Thursday, March 26, 2009

Planned Irrelevance

Somebody tweeted about this today: It's called the "Congressional Effect Fund". It's a mutual fund premised on the idea that Congress destroys wealth. That's putting your money where your mouth is, eh? Or rather, where their mouths ain't.

I don't know enough about how this stuff works to know if they can actually minimize their exposure on non-Congress days, and I do sort of wonder whether, if something like this took off, it wouldn't end up creating distorting effects.

But it is interesting from the standpoint of "libertarian optimism" we were talking about before.

Also interesting are the various cities and states (AP snark warning on that state link) resisting the current power grab.

Could we build a society around the Federal government? In-between? In the unregulated and unregulate-able nooks and crannies?

To an extent, the "black market" or "underground economy" (WSJ.com) has always flourished in supressive times--and regulations are suppressive, however necessary they may be--and, in a totalitarian environment, the black market is often the only market there is.

By the way, another word for "underground economy" is "free market".

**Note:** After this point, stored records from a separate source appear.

Issue #4117, opened 2023-02-17
Relax `--salt` flag restrictions for the `forc deploy` command. Allow specifying contract member.


mitchmindtree:
#4116 introduces the ability to specify `--salt` for `forc deploy` however there are some ambiguities when attempting to deploy a full workspace, so we only allow the flag when deploying a single package:

https://github.com/FuelLabs/sway/blob/2b6859e8ad735b94fe765f6329baa6493202ac73/forc-plugins/forc-client/src/op/deploy.rs#L43-L59

Perhaps we should enable specifying `--salt` for workspace deployment, but with the condition that the workspace member contract name must be prefixed?

E.g. here we deploy all contracts in the workspace, but specify the salt for workspace member contract `foo`:

```console
forc deploy --salt foo:0x12341234123412341234123412341234
```

We could also allow multiple `--salt` flags, e.g. here we salt both `foo` and `bar`:

```console
forc deploy \
  --salt foo:0x12341234123412341234123412341234 \
  --salt bar:0x56875678567856785678567856785678
```

NOTE: These `--salt` flags should **not** override salt specified in `[contract-dependencies]`, and may only override deployment of top-level contract members.

If salt is specified for a contract member, but this member *also* appears within `[contract-dependencies]` of another contract member with a different salt, we should either 1. provide an error or 2. the contract should be deployed twice - once for each salt.

PR #4338, opened 2023-03-24
feat: add `forc contract-id` and `forc predicate-id` commands

### LINKED ISSUE #3444: Add `forc contract-id` and `forc predicate-id` commands

kayagokalp:
## Description
closes #3444.

## Checklist


forc-plugins/forc-id/src/op/contract_id.rs
```diff
@@ -0,0 +1,75 @@
...
+use tracing::info;
+
+pub fn contract_id(command: ContractIdCommand) -> Result<()> {
+    let build_options = build_opts_from_cmd(&command);
+    let build_plan = pkg::BuildPlan::from_build_opts(&build_options)?;
+    // If a salt was specified but we have more than one member to build, there
+    // may be ambiguity in how the salt should be applied, especially if the
+    // workspace contains multiple contracts, and especially if one contract
+    // member is the dependency of another (in which case salt should be
+    // specified under `[contract- dependencies]`). Considering this, we have a
```
bingcicle, line 14:
```suggestion
    // specified under `[contract-dependencies]`). Considering this, we have a
```

forc-plugins/forc-id/src/op/contract_id.rs
```diff
@@ -0,0 +1,75 @@
...
+    // simple check to ensure that we only accept salt when working on a single
+    // package. In the future, we can consider relaxing this to allow for
+    // specifying a salt for workspacs, as long as there is only one
+    // root contract member in the package graph.
+    if command.salt.salt.is_some() && build_plan.member_nodes().count() > 1 {
+        bail!(
+            "A salt was specified when attempting to contract id detection \
```
bingcicle, line 21:
```suggestion
            "A salt was specified when attempting to detect the contract id \
```

Also the behaviour for deploy in workspaces will change because of the issue i'm working on now (#4117). Perhaps this could be a follow-up issue to that.

bingcicle (changes requested):
We should also probably add the `forc-id` plugin in the CI:

https://github.com/FuelLabs/sway/blob/adc5c1a9271cb24f91a5e1e68341ae1e4671115b/.github/workflows/ci.yml#L646-L682

mitchmindtree (commented):
I'm thinking maybe we should just add these as subcommands to `forc` for simplicity?

I don't think these subcommands require any special dependencies beyond what we already have in `forc`, so I don't think it would add much bloat to the original binary. Thoguhts?

kayagokalp:
> I'm thinking maybe we should just add these as subcommands to forc for simplicity?
> 
> I don't think these subcommands require any special dependencies beyond what we already have in forc, so I don't think it would add much bloat to the original binary. Thoguhts?

Hmm that makes sense, this commands are indeed only uses subset of `forc`'s dependencies other than `forc-tx`. Semantically i thought it would be weird for `forc` to depend on a plugin which sounds like a piece of optional code piece. I am good with either way, and it is also important to note that I only use `Salt` from `forc_tx` which is a wrapper around original `Salt`. I can move that wrapper into somewhere like `forc-util` and re-use it from `forc_tx` and the integrated version of this plugin.

mitchmindtree:
> How does that sound?

Ahh I didn't notice the use of forc-tx! Yeah moving the salt type to `forc-util` sounds good for now. Perhaps in the future we can create a  `forc-cli-types` crate or similar that provides a bunch of helper types for building commands that can be shared between different crates :thinking:

kayagokalp:
@mitchmindtree Moved the `forc-id` plugin into `forc`. We now have `contract-id` and `predicate-root`  subcommands. The `salt` is moved to `forc-util` and re-used from the plugin (`forc-tx`) and `forc` itself. Having a `forc-cli-types` sounds great btw.

@bingcicle addressed your requested changes as well but since the plugin is removed I haven't touched the CI.

forc-pkg/src/pkg.rs
```diff
@@ -756,6 +766,24 @@ impl BuildPlan {
                 .map(|(n, p)| (n.clone(), p.clone()))
         })
     }
+
+    /// Return the salt for the given pinned pkg, for none contract members returns `None`.
```
bingcicle, line 770:
```suggestion
    /// Returns a salt for the given pinned package if it is a contract and None for libraries.
```

forc/src/ops/forc_contract_id.rs
```diff
@@ -0,0 +1,75 @@
+use crate::cli::ContractIdCommand;
+use anyhow::{bail, Result};
+use forc_pkg::{self as pkg, build_with_options};
+use sway_core::{fuel_prelude::fuel_tx, BuildTarget};
+use tracing::info;
+
+pub fn contract_id(command: ContractIdCommand) -> Result<()> {
+    let build_options = build_opts_from_cmd(&command);
+    let build_plan = pkg::BuildPlan::from_build_opts(&build_options)?;
+    // If a salt was specified but we have more than one member to build, there
```
bingcicle, line 10: We might want to create a new issue to handle multiple salts when https://github.com/FuelLabs/sway/pull/4362 goes in, but for now this seems OK to me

I'm not an OUTLAW like some people, but it doesn't take much to realize that people will seek to survive and to improve their conditions, and if the environment works against them they will push back against the environment, escape the environment or operate under the table (which is a form of escape after all).

Technology can play a big hand here: Even while it gets harder to start a business due to regulation, technology can make it cheaper than ever.

The real question is whether you can work in your current physical space well enough to fight the creeping, smothering embrace of government--or whether you need to move to a new, less paternalistic locale.